環太平洋経済連携協定(TPP)交渉が閣僚会合で大筋合意した。
世界の国内総生産(GDP)の約4割を占める巨大な自由貿易圏の創設で、人やモノ、資金の流れが活性化され、経済成長を底上げする効果が期待できる。
5年半に及んだ交渉は最後まで難航したが、先進国から新興国まで、様々な事情を抱える参加12か国が多くの利害対立を乗り越えたことを歓迎したい。
◆危機感共有で漂流回避
交渉は予定を4日延長して、ようやく妥結した。新薬開発のデータ保護期間を巡る協議などが、最後までもつれたためである。
保護期間は、米国が12年、オーストラリアなどが5年を唱えたが、実質8年とする日本の提案が採用されたという。
仲介役として、日本が一定の役割を果たしたのは意義がある。
TPP域内で生産された部品を何割使えば、自動車の関税引き下げなどの優遇を受けられるかという「原産地規則」に関する意見の相違も解消した。
日本が4割、メキシコなどは6割超を主張したが、5割前後で妥協が成立したとされる。
ニュージーランドが、日米などに乳製品の輸入拡大を迫っていた問題でも折り合いがついた。
激しく対立してきた各国が、大局的見地から歩み寄ったことは評価できる。
数々の懸案で各国が譲歩に転じたのは、今回も物別れに終われば、交渉が漂流しかねない、という危機感を共有できたからだろう。
米国では今後、来年秋の大統領選をにらんで民主、共和両党の対決姿勢が強まり、合意への機運が薄れる恐れが指摘されていた。
議長のフロマン米通商代表は記者会見で、「野心的な高いレベルの合意だ」と成果を強調した。
TPPは31分野にわたり、関税撤廃や規制改革などを約束している。発効すれば、多くの農産品や工業製品の関税が下げられ、公平で透明性の高い包括的な貿易・投資ルールが整備される。
経済活動の自由度が高まり、生産拡大や雇用創出など、様々な恩恵を享受できよう。
各国は今後、速やかに合意案の議会承認を得て、協定発効へ着実につなげることが大切だ。
TPP参加で得られる利益と甘受すべき痛みを、国民に丁寧に説明することが求められる。
安倍政権は、TPPを成長戦略の柱と位置づけている。TPPは、人口減で国内市場の縮小が見込まれる日本が、アジアの成長を取り込むのに不可欠な枠組みだ。
◆中国を牽制する役割も
TPPのルールを各国が順守することで、規制が突然変更されるといったリスクが低下し、企業は安心して域内国に進出できる。

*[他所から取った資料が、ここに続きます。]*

Issue #854, opened 2020-01-22
setuptools: Can't build binaries with pip >= 20.0


el-dee:
In pip version 20.0 or above, several private functions have been removed, sadly one of them is used by dist/commands.py

Here is the log :
<pre>
Traceback (most recent call last):
running build_apps
  File "setup.py", line 98, in <module>
Building platforms: manylinux1_x86_64
    setup(**config)
  File "/opt/hostedtoolcache/Python/3.7.6/x64/lib/python3.7/site-packages/setuptools/__init__.py", line 145, in setup
Gathering wheels for platform: manylinux1_x86_64
    return distutils.core.setup(**attrs)
  File "/opt/hostedtoolcache/Python/3.7.6/x64/lib/python3.7/distutils/core.py", line 148, in setup
    dist.run_commands()
  File "/opt/hostedtoolcache/Python/3.7.6/x64/lib/python3.7/distutils/dist.py", line 966, in run_commands
    self.run_command(cmd)
  File "/opt/hostedtoolcache/Python/3.7.6/x64/lib/python3.7/distutils/dist.py", line 985, in run_command
    cmd_obj.run()
  File "/opt/hostedtoolcache/Python/3.7.6/x64/lib/python3.7/site-packages/direct/dist/commands.py", line 390, in run
    self.build_runtimes(platform, True)
  File "/opt/hostedtoolcache/Python/3.7.6/x64/lib/python3.7/site-packages/direct/dist/commands.py", line 550, in build_runtimes
    wheelpaths = self.download_wheels(platform)
  File "/opt/hostedtoolcache/Python/3.7.6/x64/lib/python3.7/site-packages/direct/dist/commands.py", line 411, in download_wheels
    abi_tag = pep425tags.get_abi_tag()
AttributeError: module 'pip._internal.pep425tags' has no attribute 'get_abi_tag'
</pre>

Here is the commit in pypa/pip : https://github.com/pypa/pip/commit/896317d13d9bccf75b9cb35a37a83d93d3d2e55b#diff-542f0dc2284dcb0cb6a0382dfeeb8ed2

And here is the suggested replacement :

https://github.com/pypa/pip/blob/0b397b42c5159942c73a882ca5f33364502e1c3a/src/pip/_vendor/packaging/tags.py#L161

PR #856, opened 2020-01-23
build_apps: Fix running with Pip 20

Moguri:
This is a pretty quick and dirty fix. We may want to explore pip-independent ways to get tags so we can clean all this up. It's quite unfortunate that this showed up right after 1.10.6...

### DIFF
--- a/direct/src/dist/commands.py
+++ b/direct/src/dist/commands.py
@@ -401,7 +401,7 @@ class build_apps(setuptools.Command):
 
         whldir = os.path.join(self.build_base, '__whl_cache__')
 
-        pip_version = [int(i) for i in pip.__version__.split('.')][0]
+        pip_version = int(pip.__version__.split('.')[0])
         if pip_version < 9:
             raise RuntimeError("pip 9.0 or greater is required, but found {}".format(pip.__version__))
 
--- a/direct/src/dist/commands.py
+++ b/direct/src/dist/commands.py
@@ -405,20 +405,9 @@ class build_apps(setuptools.Command):
         if pip_version < 9:
             raise RuntimeError("pip 9.0 or greater is required, but found {}".format(pip.__version__))
 
-        #TODO find a better way to get abi tag than from internal/private pip APIs
-        if hasattr(pip, 'pep425tags'):
-            pep425tags = pip.pep425tags
-        else:
-            from pip._internal import pep425tags
-
-        if pip_version >= 20:
-            from pip._vendor.packaging.tags import cpython_tags
-            abi_tag = list(cpython_tags())[0].abi
-        else:
-            abi_tag = pep425tags.get_abi_tag()
-
-        if 'u' in abi_tag and (platform.startswith('win') or platform.startswith('macosx')):
-            abi_tag = abi_tag.replace('u', '')
+        abi_tag = 'cp%d%d' % (sys.version_info[:2])
+        if sys.version_info < (3, 8):
+            abi_tag += 'm'
 
         # For these distributions, we need to append 'u' on Linux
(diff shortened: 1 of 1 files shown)


Moguri:
This fixes #854

el-dee:
> It's quite unfortunate that this showed up right after 1.10.6...

To be fair ```pip install --upgrade pip``` installs pip 20.1 only since two or three days. I discovered the problem because the Python action of Github  workflow is doing that when installing it's dependencies, it's seems to not be the case for the Python environment of Travis.

> We may want to explore pip-independent ways to get tags so we can clean all this up

We could either rely on the installed ```packaging```module on the host, or bundle it inside the source of Panda like pip is doing.

el-dee:
> To be fair `pip install --upgrade pip` installs pip 20.1 only since two or three days. I discovered the problem because the Python action of Github workflow is doing that when installing it's dependencies, it's seems to not be the case for the Python environment of Travis.

Actually it's my own workflow that forces the upgrade of pip, not Github action :) So it may be a good idea to add the upgrade in the Travis CI (and workflow in master)

Moguri:
Just to be clear, I was lamenting the unfortunate timing between the release of 1.10.6 and Pip 20. I had no problems with your report, which was quick, descriptive, and much appreciated.

I think relying on `packaging` directly instead of the vendorized version in Pip will ultimately be the way to go. However, I think this would be the first Python dependency that Panda has, and will need to figure out how to deal with that. The wheels should be easy enough (just mark the packages as dependencies), but I am not sure about the SDK installers. Bundling/vendorizing is a possibility, but I believe one that we should avoid since it is not common practice in Python. This may also be something that's better to tackle in `master` versus the `1.10.x` branch.

el-dee:
About bundling, several distributions (like Debian) unbundle packages to use their own version of the package/tool/library (I discovered that when writing the pip wrapper), so it may be a dangerous road too (though the packaging module seems quite stable).

Another possibility would be to either rewrite cpython_tags() or include the implementation of packaging. It's under BSD license, so the code could be included if we keep the license and attribution.

direct/src/dist/commands.py
```diff
@@ -401,14 +401,22 @@ def download_wheels(self, platform):
 
         whldir = os.path.join(self.build_base, '__whl_cache__')
 
+        pip_version = [int(i) for i in pip.__version__.split('.')][0]
```
rdb: I'm not sure why you changed this, since we only are grabbing the first component.

It's legal for a version number to contain letters in the final components, so I worry that this might fail for a release candidate.

Moguri: I first kept pip_version as an array and then changed it to just grab the major version. I agree that this could cause issues with letters in version names and I'll clean it up.

Moguri:
@rdb, any other blockers on this?

Moguri:
@rdb as a heads up, I have forced pushed the changes you suggested. I know GitHub doesn't always notify on force pushes.

direct/src/dist/commands.py
```diff
@@ -399,27 +399,22 @@ def download_wheels(self, platform):
...
-
-        abi_tag = pep425tags.get_abi_tag()
+        pip_version = int(pip.__version__.split('.')[0])
+        if pip_version < 9:
+            raise RuntimeError("pip 9.0 or greater is required, but found {}".format(pip.__version__))
 
-        if 'u' in abi_tag and (platform.startswith('win') or platform.startswith('macosx')):
-            abi_tag = abi_tag.replace('u', '')
+        abi_tag = 'cp%d%d' % (sys.version_info[:2])
+        if sys.version_info < (3, 7):
```
rdb: I hate to be difficult, but this really should be 3.8, or deploy-ng will stop working on Python 3.7 :-)

I can amend it when merging though, the rest looks good, thanks!

Moguri:
@rdb I force pushed the fix.

PR #859, opened 2020-01-25
makepanda: Start a makepanda-compatible wrapper around CMake

Moguri:
This script currently resides at makepanda/makepandawrapper.py but could
be moved to makepanda/makepanda.py if/when the wrapper becomes good
enough to drop makepanda.

Some known issues:
  * Not all package options have been mapped to CMake (e.g.,
    --use-tinydisplay)
  * Not all documented flags have been implemented (e.g., --wheel)
  * Not all flags were documented (e.g., --clean)


Moguri:
It's still pretty rough, but I think this script is in a sharable state, and it should be pretty easy for anyone to extend.

makepanda/makepandawrapper.py
```diff
@@ -0,0 +1,326 @@
...
+    )
+
+
+def parse_args():
+    parser = argparse.ArgumentParser(usage=gen_usage(), prog='makepanda', add_help=False)
+    parser.add_argument('--help', '-h', action='store_true')
+    parser.add_argument('--verbose', action='store_true')
+    parser.add_argument('--tests', action='store_true')
+    # parser.add_argument('--installer', action='store_true')
+    # parser.add_argument('--wheel', action='store_true')
```
rdb: CMake can't build wheels or packages; the idea here should be that we just run makewheel and makepackage on the CMake-generated built dir.

makepanda/makepandawrapper.py
```diff
@@ -0,0 +1,326 @@
...
+    parser.add_argument('--optimize', type=int, choices=(1, 2, 3, 4), default=3)
+    # parser.add_argument('--lzma', action='store_true')
+    parser.add_argument('--distributor', default='makepanda')
+    # parser.add_argument('--outputdir', 'built')
+    parser.add_argument('--threads', type=int)
+    # parser.add_argument('--osxtarget')
```
rdb: `--osxtarget` can map directly to `CMAKE_OSX_DEPLOYMENT_TARGET`.

makepanda/makepandawrapper.py
```diff
@@ -0,0 +1,326 @@
...
+    # parser.add_argument('--override', action='append')
+    # parser.add_argument('--static', action='store_true')
```
rdb: I think this would map to `-DBUILD_SHARED_LIBS=OFF`

makepanda/makepandawrapper.py
```diff
@@ -0,0 +1,326 @@
...
+
+    args = [
+        'cmake',
+        '../',
+    ]
+
+    if sys.platform == 'win32' and platform.architecture()[0] == '64bit':
+        args += [
+            '-A', 'x64'
+        ]
```
rdb: This should be selectable with `--arch`

rdb:
I like this.  I'd like to get this to replace makepanda in the repo once a few more things are supported.

Besides command-line options, I'd like this to also support setting THIRDPARTY_DIRECTORY from the MAKEPANDA_THIRDPARTY environment variable.

rdb:
It'd also be good to set `WANT_PYTHON_VERSION` to the version of Python that makepanda is being invoked with.

makepanda/makepandawrapper.py
CFSworks: CMake *could* be made to [create packages](https://cmake.org/cmake/help/latest/module/CPack.html); that might be worth setting up.

Wheels are an issue though. Maybe a virtual `wheel` target that just kicks makewheel would be in order.

makepanda/makepandawrapper.py
```diff
@@ -0,0 +1,372 @@
...
+
+    # Other CLI args
+    if cli_args.distributor:
+        args.append('-DPANDA_DISTRIBUTOR={}'.format(cli_args.distributor))
+
+    if cli_args.osxtarget:
+        args.append('-DCMAKE_OSX_DEPLOYMENT_TARGET={}'.format(cli_args.osxtarget))
+
+    if cli_args.static:
+        args.append('-DBUILD_SHARED_LIBS=OFF')
```
rdb: Most settings should probably have an `else` case that sets them to the default again.  Otherwise they will "stick" if you pass them and then drop them in a future invocation.

PR #885, opened 2020-03-20
pgui: Ignore PGEntry tab keypress

darktohka:
Pressing Tab on a DirectEntry or simply a PGEntry currently results in the `\t` character being appended to the end of the string. This is, I presume, unwanted behavior.

This commit forces PGEntry and all descendants to ignore Tab keypresses. As such, press events will not be raised for the Tab key anymore, neither will pressing the Tab key play the type sound. I'm not sure when the Tab key started raising events again, but I don't think it did in the past.

If there is a better way to handle this, please mention ideas by all means. Thank you!

### DIFF
--- a/panda/src/pgui/pgEntry.cxx
+++ b/panda/src/pgui/pgEntry.cxx
@@ -203,6 +203,11 @@ press(const MouseWatcherParameter &param, bool background) {
 
       ButtonHandle button = param.get_button();
 
+      if (button == KeyboardButton::tab()) {
+        // Tab. Ignore the entry.
+        return;
+      }
+
       if (button == MouseButton::one() ||
           button == MouseButton::two() ||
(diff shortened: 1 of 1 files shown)


rdb:
I think we should discuss the matter of whether pressing

rdb:
I think we should discuss the matter of whether pressing `<tab>` should even send a keystroke event.

Which OS are you trying this on?

DavidallanC:
I've noticed this as well, it seems to happen on Windows. I didn't encounter this on Linux

Moguri:
Should we close this PR and instead open an issue on `<tab>` sending a keystroke event on Windows?

rdb:
I'll accept this for 1.10.7 as a quick patch, but we do need to investigate the underlying issue.

PR #207, opened 2026-05-12
Sign auth HMAC over request bodies

benthecarman:
Require authenticated gRPC requests to bind the HMAC to both the timestamp and the request body. This prevents a valid header from being replayed with different request contents during the allowed timestamp window.

Update the client and docs so callers generate signatures that match the new server contract.

Originally didn't do this to keep things simpler and we were exploring other auth options. Now that we've seemed to settle on this for now, may as well improve it.

### DIFF
--- a/ldk-server/src/service.rs
+++ b/ldk-server/src/service.rs
@@ -113,9 +113,16 @@ impl NodeService {
 // Maximum allowed time difference between client timestamp and server time (1 minute)
 const AUTH_TIMESTAMP_TOLERANCE_SECS: u64 = 60;
 
+fn compute_auth_hmac(api_key: &str, timestamp: u64, body: &[u8]) -> Hmac<sha256::Hash> {
+	let mut hmac_engine: HmacEngine<sha256::Hash> = HmacEngine::new(api_key.as_bytes());
+	hmac_engine.input(&timestamp.to_be_bytes());
+	hmac_engine.input(body);
+	Hmac::<sha256::Hash>::from_engine(hmac_engine)
+}
+
 /// Validates HMAC authentication from request headers.
-/// Uses timestamp-only HMAC (no body) since TLS guarantees integrity.
-fn validate_auth<B>(req: &Request<B>, api_key: &str) -> Result<(), LdkServerError> {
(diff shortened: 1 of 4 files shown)


ldk-server/src/service.rs
```diff
@@ -475,6 +499,20 @@ async fn handle_grpc_unary<
 	}
 }
 
+async fn read_request_body(body: Incoming) -> Result<bytes::Bytes, GrpcStatus> {
+	let limited_body = Limited::new(body, MAX_BODY_SIZE);
+	let bytes = match limited_body.collect().await {
+		Ok(collected) => collected.to_bytes(),
+		Err(_) => {
+			return Err(GrpcStatus::new(
```
lorenzolfm, line 507: maybe worthwhile logging instead of discarding the error?

ldk-server/src/service.rs
```diff
@@ -490,10 +528,8 @@ pub(crate) fn ldk_error_to_grpc_status(e: LdkServerError) -> GrpcStatus {
 mod tests {
 	use super::*;
 
-	fn compute_hmac(api_key: &str, timestamp: u64) -> String {
-		let mut hmac_engine: HmacEngine<sha256::Hash> = HmacEngine::new(api_key.as_bytes());
-		hmac_engine.input(&timestamp.to_be_bytes());
-		Hmac::<sha256::Hash>::from_engine(hmac_engine).to_string()
+	fn compute_hmac(api_key: &str, timestamp: u64, body: &[u8]) -> String {
+		compute_auth_hmac(api_key, timestamp, body).to_string()
```
lorenzolfm, line 532: useless indirection?

lorenzolfm (approved):
(not worth much)ACK 819bed81a3ddb38f5b84b4749c0426d72b064e86

ldk-server/src/service.rs
tnull: No, logging an error here pre-auth would introduce a potential DoS vector, as a malicious client could craft messages that fail to decode, hence spamming our logs.

tnull (approved):

PR #208, opened 2026-05-14
Expose async payments role config

benthecarman:
Allow operators to configure ldk-node's async payments role from the TOML file, CLI, or environment. This wires the resolved role into node construction and documents the client and server options.


lorenzolfm (commented):
ACK ddbb02d408a71a1da8fd437cbcd12400daabbe2c

joostjager (approved):

PR #211, opened 2026-05-17
fix: configuration parsing edge cases and startup panics

Ferryx349:
This PR addresses several edge cases in configuration parsing and resolves potential startup panics, improving the overall robustness of the node. It also cleans up a few minor code quality warnings flagged by modern `clippy`.

### DIFF
--- a/ldk-server/src/util/config.rs
+++ b/ldk-server/src/util/config.rs
@@ -387,6 +387,13 @@ impl ConfigBuilder {
 
 		let poll_metrics_interval = self.poll_metrics_interval;
 
+		if let Some(0) = poll_metrics_interval {
+			return Err(io::Error::new(
+				io::ErrorKind::InvalidInput,
+				"poll_metrics_interval must be greater than 0",
+			));
+		}
+
 		let metrics_username = self.metrics_username;
 		let metrics_password = self.metrics_password;
 
@@ -597,7 +604,11 @@ fn parse_dns_server_address(addr: &str) -> io::Result<SocketAddress> {
 	if let Ok(sa) = SocketAddress::from_str(addr) {
 		return Ok(sa);
 	}
-	let with_default_port = format!("{}:53", addr);
+	let with_default_port = if addr.contains(':') && !addr.starts_with('[') {
+		format!("[{}]:53", addr)
+	} else {
+		format!("{}:53", addr)
+	};
 	SocketAddress::from_str(&with_default_port).map_err(|e| {
 		io::Error::new(
 			io::ErrorKind::InvalidInput,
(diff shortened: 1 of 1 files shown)


ldk-server/src/util/config.rs
```diff
@@ -610,7 +601,11 @@ fn parse_dns_server_address(addr: &str) -> io::Result<SocketAddress> {
 	if let Ok(sa) = SocketAddress::from_str(addr) {
 		return Ok(sa);
 	}
-	let with_default_port = format!("{}:53", addr);
+	let with_default_port = if addr.contains(':') && !addr.starts_with('[') {
```
benthecarman, line 607: Can you add test cases for these

ldk-server-cli/src/types.rs
```diff
@@ -65,7 +65,7 @@ impl Amount {
 	///
 	/// Returns an error string if the value is not evenly divisible by 1000.
 	pub fn to_sat(self) -> Result<u64, String> {
-		if self.msats % 1000 != 0 {
+		if !self.msats.is_multiple_of(1000) {
```
benthecarman: Our msrv doesn't support this

benthecarman (changes requested):

ldk-server-cli/src/types.rs
Ferryx349: I was running a newer local toolchain for clippy and didn't realize that method was stabilized recently, will revert it back...

ldk-server/src/util/config.rs
Ferryx349: added test cases

ldk-server/src/main.rs
```diff
@@ -137,7 +137,7 @@ fn main() {
 		},
 	};
 
-	ldk_node_config.storage_dir_path = network_dir.to_str().unwrap().to_string();
+	ldk_node_config.storage_dir_path = network_dir.to_string_lossy().to_string();
```
benthecarman: I'd rather keep these panics than use `to_string_lossy` where we could be writing to a dir that the user doesn't expect

benthecarman (changes requested):
formatting is failing on ci as well

ldk-server/src/main.rs
Ferryx349: make sense, reverted it back and fixed formatting

ldk-server/src/util/config.rs
```diff
@@ -391,13 +383,17 @@ impl ConfigBuilder {
...
 		let pathfinding_scores_source_url = self.pathfinding_scores_source_url;
 
-		let async_payments_role =
-			self.async_payments_role.as_deref().map(parse_async_payments_role).transpose()?;
-
 		let metrics_enabled = self.metrics_enabled.unwrap_or(false);
 
 		let poll_metrics_interval = self.poll_metrics_interval;
 
+		if let Some(0) = poll_metrics_interval {
```
Anyitechs, line 390: No strong opinion here, but I actually don't see the value of this check. This already panics if the `poll_metrics_interval` is zero because the value is being passed as the period argument for the `tokio::time::interval()` function in `main`.

Ferryx349: my resoning was to fail early and gracefully, to return a config error upfront rather than letting tokio panic and dump a stack trace later in main....

however, i can revert it back if makes sense...

Anyitechs: > my resoning was to fail early and gracefully, to return a config error upfront rather than letting tokio panic and dump a stack trace later in main....

Oh, that works. Thank you!

benthecarman (approved):

PR #213, opened 2026-05-19
Expose introduction node direction in decoded offers

jkczyz:
A BOLT12 blinded path's introduction node may be identified by a directed short channel ID (SCID plus a direction byte selecting one of the channel's two endpoints), not just by node id. Previously the decoded offer dropped the direction byte, leaving callers unable to tell which endpoint was the introduction node. The two identification forms were also represented as independent optional fields, so the schema did not enforce that exactly one was set; mutual exclusivity relied on server convention.

Restructure `BlindedPath` so the introduction node is a `oneof` between a `node_id` string and a new `DirectedShortChannelId` message carrying both the SCID and a `ChannelDirection` enum. Populate it from the LDK `IntroductionNode::DirectedShortChannelId` variant.


benthecarman (approved):
thanks!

道路や鉄道などのインフラ(社会資本)輸出を促進する追い風にもなろう。牛・豚肉など多くの輸入関税が下がれば、日本の消費者が受けるメリットも大きい。
安倍首相は、大筋合意について「価値観を共有する国による自由で公正な経済圏を作っていく国家百年の計だ」と語った。
TPPを主導する日米が結束し、同盟関係を深化させる効果も見逃せない。覇権主義的動きを強める中国への牽制けんせいとなろう。
世界最大の経済協定であるTPPの原則は「国際標準」となる。公正、透明なルールに従うよう中国に改革を迫り、世界2位の経済力を世界の繁栄に生かしたい。
TPPの副作用への対応も欠かせない。特に、関税の引き下げで、外国産品との厳しい競争に直面する国内農業への打撃を心配する向きは多い。農業の体質強化は待ったなしだろう。
◆予算のバラマキを排せ
TPPを単にマイナス材料とみなさず、むしろ未来の農業を形成する好機と捉えてはどうか。
IT(情報技術)導入や農地の大規模化で生産性を上げたり、戦略的な輸出で農業の稼ぐ力を高めたりする事業に注力すべきだ。
コメ市場が部分開放された1993年のウルグアイ・ラウンド合意では、8年間で計6兆円規模の対策費が投じられた。土地改良など公共事業が中心で、競争力を高める効果は乏しかったとされる。同じ轍てつを踏んではなるまい。
来年夏の参院選を意識し、自民党内からは、TPP対策を名目に農業予算の大幅増を求める声が出ている。バラマキを排し、農業再生に資する事業に予算を重点配分できるかどうかが問われよう。